Review — Toward Achieving Robust Low-Level and High-Level Scene Parsing

EFCN, Aggregate Contexts Using Convolutional Context Network (CCN)

4 min readJan 26, 2023

--

**Semantic segmentation demands robust high-level as well as low-level parsing. EFCN outperforms FCN for both the high-level smoothing/recognition.**

Toward Achieving Robust Low-Level and High-Level Scene Parsing,
EFCN, by Nanyang Technological University, and Alibaba AI Labs,
2019 TIP, Over 25 Citations (Sik-Ho Tsang @ Medium)
Semantic Segmentation, Fully Convolutional Network, FCN

It is found that the parsing performance of “skip” network can be noticeably improved by modifying the parameterization of skip layers.
Thus, “dense skip” architecture is introduced to retain a rich set of low-level information. A Convolutional Context Network (CCN) is proposed based on “dense skip” layers, to aggregate contexts for high-level feature maps.
Finally, Enhanced Fully Convolutional Network (EFCN) is formed.

Outline

Parameterization of Skip Layers, Dense Skip Layers, & CCN
Enhanced Fully Convolutional Network (EFCN)
Results

1. Parameterization of Skip Layers, Dense Skip Layers, & CCN

1.1. Skip Layers

**Left Figure: Skip layers of segmentation networks. Right Figure: Parameterizations of skip layers. Table: Comparisons of “Dilation” and “Skip” Using** **VGG-16 on** **ADE20K**.

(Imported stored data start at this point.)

PR #540, opened 2017-05-29
Cater for platform-specific limitations

marcoscaceres:
Through [newly added web platform tests](https://w3c-test.org/payment-request/), we discovered that it was possible to crash various browsers through unreasonably large inputs (e.g., unrealistically large currency values of sizes of  10<sup>102</sup>). Or [absurdly sized payment request `id`s values](https://bugs.chromium.org/p/chromium/issues/detail?id=725744#c16). 

This differs across platforms, because of various platform specific limits. E.g., string size limits are different on Android vs on desktop platforms etc.   

As such, naturally, user agents will need to guard against unreasonably-large inputs (hence this PR).  

Accompanying this change, we will change the web platform tests to limit inputs to a size of 1024 characters. That's large enough to accommodate must ridiculous values (again, e.g., a currency being 1024 characters long), but not risk hitting platform specific limits. 

What we might do, is include these stress tests nonetheless, but just have them in try/catch blocks, to ensure the browser doesn't crash - but make no assumption that browsers will be able to handle these large values. 

@foolip, @jgraham, @zcorpan, would appreciate your input. Does the change to the web platform tests sound reasonable? Is there precedence we should follow? 

N.B.: Firefox and Chrome have been patched or are being patched to fix the crashes. But more evil tests to come! 😈

***
[Preview](https://s3.amazonaws.com/pr-preview/w3c/browser-payment-api/limits.html) | [Diff](https://s3.amazonaws.com/pr-preview/w3c/browser-payment-api/a3c35fb...140b18c.html)

### DIFF
--- a/index.html
+++ b/index.html
@@ -2904,7 +2904,7 @@
         result that would be obtained by the specification's algorithms.
       </p>
       <p>
-        User agents impose implementation-specific limits on otherwise
+        User agents MAY impose implementation-specific limits on otherwise
         unconstrained inputs, e.g., to prevent denial of service attacks, to
         guard against running out of memory, or to work around
         platform-specific limitations. When an input exceeds
--- a/index.html
+++ b/index.html
@@ -2904,6 +2904,12 @@
         result that would be obtained by the specification's algorithms.
       </p>
       <p>
+        User agents MAY impose implementation-specific limits on otherwise
+        unconstrained inputs, e.g., to prevent denial of service attacks, to
+        guard against running out of memory, or to work around
+        platform-specific limitations.
+      </p>
+      <p>
         The working group will demonstrate implementation experience by
         creating a <a href=
         "https://github.com/w3c/web-platform-tests/tree/master/payment-request">
--- a/index.html
+++ b/index.html
@@ -2904,10 +2904,13 @@
         result that would be obtained by the specification's algorithms.
       </p>
       <p>
-        User agents MAY impose implementation-specific limits on otherwise
+        User agents impose implementation-specific limits on otherwise
         unconstrained inputs, e.g., to prevent denial of service attacks, to
         guard against running out of memory, or to work around
-        platform-specific limitations.
+        platform-specific limitations. When an input exceeds
+        implementation-specific limit, the user agent MUST throw a
+        <a>TypeError</a> optionally informing the developer of how a particular
+        input exceeded a implementation-specific limit.
       </p>
       <p>
         The working group will demonstrate implementation experience by
--- a/index.html
+++ b/index.html
@@ -2910,7 +2910,7 @@
         platform-specific limitations. When an input exceeds
         implementation-specific limit, the user agent MUST throw, or, in the
         context of a promise, reject with, a <a>TypeError</a> optionally
-        informing the developer of how a particular input exceeded a
+        informing the developer of how a particular input exceeded an
         implementation-specific limit.
       </p>
       <p>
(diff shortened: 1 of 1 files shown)


foolip:
I think that crash tests as part of web-platform-tests would make good sense, especially when multiple browsers have had the same bug. We already have a few tests with "crash" in the filename:
* html/editing/dnd/crashers/dialog-001.html
* webgl/conformance-1.0.3/conformance/...*crash*

Presumably, some crashes would not reproduce if testharness.js is included, so maybe a new test type will be needed eventually. However, maybe it's fine to write crash tests using testharness.js where it's possible. I'd suggest naming them *-crash.html for now, so that it's possible to find them if we later want to impose some kind of structure on this.

domenic:
Strongly agree we should keep the crashing tests. If we're not going to standardize the limits (which I think might be a good idea?), then I guess those tests would pass whether or not an exception is thrown/the promise is rejected. We should perhaps standardize the exception?

foolip:
Yeah, if an exception is thrown, then I'd expect a spec to say what kind.

marcoscaceres:
Looks like it's going to be a TypeError for all cases:

https://chromium-review.googlesource.com/c/516882/7/third_party/WebKit/Source/modules/payments/PaymentRequest.cpp#168

That's fine with me.

marcoscaceres:
@molly26dalton, could you kindly please check if this works with the Edge team?

index.html
```diff
@@ -2904,6 +2904,16 @@
         result that would be obtained by the specification's algorithms.
       </p>
       <p>
+        User agents impose implementation-specific limits on otherwise
```
zcorpan: Missing "may".

index.html
```diff
@@ -2904,6 +2904,16 @@
...
+        unconstrained inputs, e.g., to prevent denial of service attacks, to
+        guard against running out of memory, or to work around
+        platform-specific limitations. When an input exceeds
+        implementation-specific limit, the user agent MUST throw, or, in the
+        context of a promise, reject with, a <a>TypeError</a> optionally
+        informing the developer of how a particular input exceeded a
```
zcorpan: s/a/an/

index.html
marcoscaceres: I don't think we need MAY here. It's a statement of fact that implementations do this.

zcorpan: Well they are non-conforming unless you allow it with a "may". :-)

zcorpan (approved):

marcoscaceres:
I've created the first set of crash tests:
https://github.com/w3c/web-platform-tests/pull/6108

Still missing PaymentDetailsModifier tests. Probably made a couple of copy/pasta errors - but would appreciate some feedback. 

@rsolomakhin, I've reduced the length of inputs on the constructor tests to 1024 or less:
https://github.com/w3c/web-platform-tests/pull/6063

Can you pease take a look. Chrome seems happy tho 👍

rsolomakhin:
LGTM, thx @marcoscaceres

marcoscaceres:
I'm going to move forward on merging this, but would appreciate finding additional tests owners to help with web platform tests (again, huge thanks to @rsolomakhin for getting the testing started and the tests Google provided thus far - they have been extremely helpful!). 

On the Mozilla side, the more tests I add, the more issues we keep finding - so would really appreciate more help from other browser vendors and other interested parties. I'm not feeling comfortable anymore moving this to CR until we have a complete test suite. It's revealing contentious problems (e.g., #541 and #536).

Both “Dilation” and “Skip” approaches can retain some useful information to improve parsing performance. However, it’s important to mention that “Dilation” network is significantly slower than “Skip” network.
“Our Skip”: is proposed where 2-layer convolutional layers with batch normalization (BN) are used to parameterize skip layers (i.e.: Conv+BN+ReLU+Conv).

Performance of the same “skip” networks are significantly boosted (> 1% IOU) after the new parameterized skip layers are used.

1.2. Dense Skip Layers

**Comparison Between “Sparse Skip” and “Dense Skip” Using** **VGG-16 on** **ADE20K**.

“dense skip” network adds skip layers for each intermediate feature map after POOL3, which can help to aggregate multi-scale contexts. (More details in 1.3.)

The “dense skip” architecture outperforms the conventional “sparse skip” counterpart by a noticeable margin, and its inference speed remains competitively fast.

1.3. Convolutional Context Network (CCN)

**Convolutional context network (CCN) is a convolutional network with dense skip layers.**

As shown above, several conv blocks are chained to progressively expand the contextual view of feature maps.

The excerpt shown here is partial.